Project Summary
The overarching goal of the present proposal is to understand how individual differences in the structure and
function of Locus Coeruleus (LC) moderate perception and memory in an older adult population. There is
substantial evidence that the LC circuit plays a central role in cognitive processes and neuronal loss in LC is
known to occur in neurodegenerative disorders such as ADRD and PD. Integrity of LC neurons is hypothesized
to mediate the preservation of cognitive abilities during normal aging as well. To date, however, there exists a
dearth of research that either characterizes differential effects of LC integrity or details relationships between LC
integrity and cognitive function in older adult humans. More generally, the link between LC activity and cognitive
processes has not been well characterized in humans. Historical reasons for this is that the LC has been difficult
to image due to its small size and thus most human research makes inferences about LC function by using pupil
dilation as a surrogate measure. To overcome existing limitations in the field, we propose a series of detailed
psychophysical and MRI-based studies in older adults aimed to characterize how LC structure and function
moderates behavior and in turn how this is mediated by activity in intermediate brain regions known to be
involved in perceptual and memory processes. We further propose computational approaches to characterize
individual differences in how LC circuit integrity relates to different patterns of cognitive performance across
tasks, and advanced neuroimaging methods to localize and image the LC, which have been pioneered by our
group. Using MRI-based methods, we will examine LC integrity using high-resolution neuromelanin-sensitive
structural imaging, tractography and functional connectivity. This approach will allow us to identify candidate
biomarkers of LC circuit integrity. We will use a series of within-subject designs where we manipulate LC activity
and examine whether relationships between LC and behavior and brain regions thought to mediate those
behaviors are consistent or not between different perceptual modalities and memory tasks.

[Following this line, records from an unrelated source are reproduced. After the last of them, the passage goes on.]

PR #2749, opened 2026-07-23
congestion: saturate CUBIC window increment to avoid overflow

LesnyRumcajs:
Resolves a panic:
```
`thread 'tokio-rt-worker' (2693719) panicked at /root/.cargo/registry/src/index.crates.io-1949cf8c6b5b557f/quinn-proto-0.11.16/src/congestion/cubic.rs:149:17:
  attempt to add with overflow
```

`Cubic::on_ack` computes `cubic_cwnd += cubic_inc as u64` (`congestion/cubic.rs:161`). `w_cubic` grows cubically with the time since the last congestion event, so on a long-lived connection with no loss for roughly a week, `cubic_inc` exceeds `u64::MAX` and the addition overflows; a panic in builds with `overflow-checks = true`, a silent wrap otherwise.

Kind of along the lines of the ones below: https://github.com/quinn-rs/quinn/blob/fec2f8960df489767bfccef5b08b72013f1b992a/quinn-proto/src/congestion/cubic.rs#L164-L169

### DIFF
--- a/quinn-proto/src/congestion/cubic.rs
+++ b/quinn-proto/src/congestion/cubic.rs
@@ -158,7 +158,9 @@ impl Controller for Cubic {
                 let cubic_inc =
                     (w_cubic - cubic_cwnd as f64) / cubic_cwnd as f64 * self.current_mtu as f64;
 
-                cubic_cwnd += cubic_inc as u64;
+                // w_cubic grows cubically with the time since the last congestion
+                // event and can exceed `u64::MAX` after a long lossless period.
+                cubic_cwnd = cubic_cwnd.saturating_add(cubic_inc as u64);
             }
 
             // Update the increment and increase cwnd by MSS.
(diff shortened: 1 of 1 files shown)


Ralith:
Hmm, we shouldn't be increasing the congestion except when sending at congestion-limited rate, which should be pretty difficult to do without packet loss when your window gets big enough for this to be a threat. Still, this change is clearly reasonable.

Ralith (approved):

LesnyRumcajs:
Just for reference, this crash happened on a node running for around seven days, the entire thing running on a Digital Ocean VPS.

djc (approved):
Thanks!

Would you be able to submit a backport to the `0.11.x` branch for this?

LesnyRumcajs:
> Would you be able to submit a backport to the 0.11.x branch for this?

Will do!

PR #2750, opened 2026-07-23
Fix quinn-udp compile errors and assertions on musl

### LINKED ISSUE #2703: Failure to build on Linux musl targets
Recent changes relative to the support of `IP_RECVERR` (https://github.com/quinn-rs/quinn/pull/2646) broke the compilation of the `main` branch on Linux musl targets.

https://github.com/quinn-rs/quinn/blob/fed0321a9a672819662caab37f5662f1ad91308e/quinn-udp/src/linux.rs#L90

On [musl targets, the `libc::cmsghdr` structure has a different layout](https://docs.rs/libc/latest/x86_64-unknown-linux-musl/libc/struct.cmsghdr.html#structfield.cmsg_len) and the `cmsg_len` has a different type (`u32` when it's [`usize` on GNU targets](https://docs.rs/libc/latest/libc/struct.cmsghdr.html#structfield.cmsg_len)).

I'd be happy to provide a patch but would appreciate some guidance before:

1. should we be using the helpers defined in `quinn-udp/src/cmsg` instead of accessing fields directly?
2. is it acceptable to add a cast and silence the `unnecessary_cast` Clippy lint?
3. are you interested in adding a CI job to check this platform?

thomaseizinger:
This PR adds a new CI check to compile `quinn-udp` on musl. Certain alignments and types are different on musl and `quinn-udp` actually fails to compile and run on musl currently.

The two commits following the CI commit each fix a dedicated bug.

### DIFF
--- a/.github/workflows/rust.yml
+++ b/.github/workflows/rust.yml
@@ -82,6 +82,21 @@ jobs:
             . "$HOME/.cargo/env"
             cargo build --locked --all-targets && cargo test --locked && cargo test --locked -- --ignored stress && cargo test --locked --manifest-path fuzz/Cargo.toml && cargo test --locked -p quinn-udp --benches
 
+  test-musl:
+    name: test on musl
+    runs-on: ubuntu-latest
+    env:
+      # `cc` looks for a target-prefixed compiler; point it at the one `musl-tools` installs.
+      CC_x86_64_unknown_linux_musl: musl-gcc
+    steps:
+      - uses: actions/checkout@v7
+      - uses: dtolnay/rust-toolchain@stable
+        with:
+          target: x86_64-unknown-linux-musl
+      - run: sudo apt-get update && sudo apt-get install -y musl-tools
+      - uses: Swatinem/rust-cache@v2
+      - run: cargo test --locked -p quinn-udp --target x86_64-unknown-linux-musl
+
   test:
     strategy:
       matrix:
--- a/quinn-udp/src/cmsg/mod.rs
+++ b/quinn-udp/src/cmsg/mod.rs
@@ -78,9 +78,10 @@ impl<M: MsgHdr> Drop for Encoder<'_, M> {
 ///
 /// `cmsg` must refer to a native cmsg containing a payload of type `T`
 pub(crate) unsafe fn decode<T: Copy, C: CMsgHdr>(cmsg: &impl CMsgHdr) -> T {
-    assert!(align_of::<T>() <= align_of::<C>());
     debug_assert_eq!(cmsg.len(), C::cmsg_len(size_of::<T>()));
-    ptr::read(cmsg.cmsg_data() as *const T)
+    // The payload is only aligned for `C`, which on musl is less strict than payloads such as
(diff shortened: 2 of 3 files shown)


stormshield-damiend:
Thanks for taking time to fix this issue @thomaseizinger 

There is also this one (linter) #2703

quinn-udp/src/cmsg/mod.rs
```diff
@@ -78,9 +78,10 @@ impl<M: MsgHdr> Drop for Encoder<'_, M> {
 ///
 /// `cmsg` must refer to a native cmsg containing a payload of type `T`
 pub(crate) unsafe fn decode<T: Copy, C: CMsgHdr>(cmsg: &impl CMsgHdr) -> T {
-    assert!(align_of::<T>() <= align_of::<C>());
     debug_assert_eq!(cmsg.len(), C::cmsg_len(size_of::<T>()));
-    ptr::read(cmsg.cmsg_data() as *const T)
+    // The payload is only aligned for `C`, which on musl is less strict than payloads such as
+    // `libc::timespec`, so it cannot be read through an aligned `ptr::read`.
+    ptr::read_unaligned(cmsg.cmsg_data() as *const T)
```
djc, line 84: I'm guessing this would be slower? Should we just use `#[cfg(..)]` so switch these for musl targets?

.github/workflows/rust.yml
```diff
@@ -82,6 +82,21 @@ jobs:
             . "$HOME/.cargo/env"
             cargo build --locked --all-targets && cargo test --locked && cargo test --locked -- --ignored stress && cargo test --locked --manifest-path fuzz/Cargo.toml && cargo test --locked -p quinn-udp --benches
 
+  test-musl:
```
djc, line 85: Are you taking on responsibility to fix this if it starts failing?

stormshield-damiend: As we are planning to use musl, we (stormshield) can be involved in this.

djc: Thanks!

Ralith (approved):

quinn-udp/src/cmsg/mod.rs
Ralith: Are we certain this is necessarily a musl-specific hazard? I suspect any overhead will be pretty trivial.

thomaseizinger: I don't think it is worth the complexity but I haven't done any benchmarking.

.github/workflows/rust.yml
thomaseizinger: Yep, happy to keep this working. We use `quinn-udp` heavily on musl.

thomaseizinger:
> There is also this one (linter) #2703

That is fixed in the second commit, right?

stormshield-damiend:
> > There is also this one (linter) #2703
> 
> That is fixed in the second commit, right?

yes it is (was to reference it in commit if not done)

djc (approved):

PR #179, opened 2022-02-18
Save Video Progress

n8detar:
Saves video progress every 10s and on pause.
Progress resets to 0 when the video is marked as watched or unwatched.


bbilly1:
So I have been thinking a bit about the video page problem. On one side it would be quite easy to add that directly to the view and make the variable available in the template.

But I think it would be a good idea to make a API call here too similar as we do with the JS player to get the meta data. This will also help with feature extensions like chapters and stuff like that. And will also reduce code duplication if we can reuse the existing createPlayer function, as far as I can tell, the only change to that function would be, to instead of passing in the button, to just pass the videoId directly.

Do you think that makes sense?

n8detar:
Using the JS would work. Breaking up the create player function wouldn't be a problem. I can begin work on that.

Overall this study
will provide an important and much needed understanding of how LC integrity underlies cognitive declines in
older adults. By combining advanced neuroimaging, well-controlled behavioral assessment, and computational
analysis, we expect to uncover previously inaccessible in vivo mechanisms of LC modulation and generate a
unique dataset to address fundamental mechanistic questions of how the LC integrity moderates cognition, how
this varies across older adults and the extent to which relationships between LC and cognition are generalized
or individualized to particular domains. The resulting understanding of LC circuit can help explain how
dysfunctional modulatory circuits may generate cognitive declines or be implicated in normal aging and age-
related disorders such as Alzheimer's and Alzheimer's related disorders. This, in turn, has potential to support
non-invasive methods for diagnosing pathologies associated with LC decline and developing new treatments.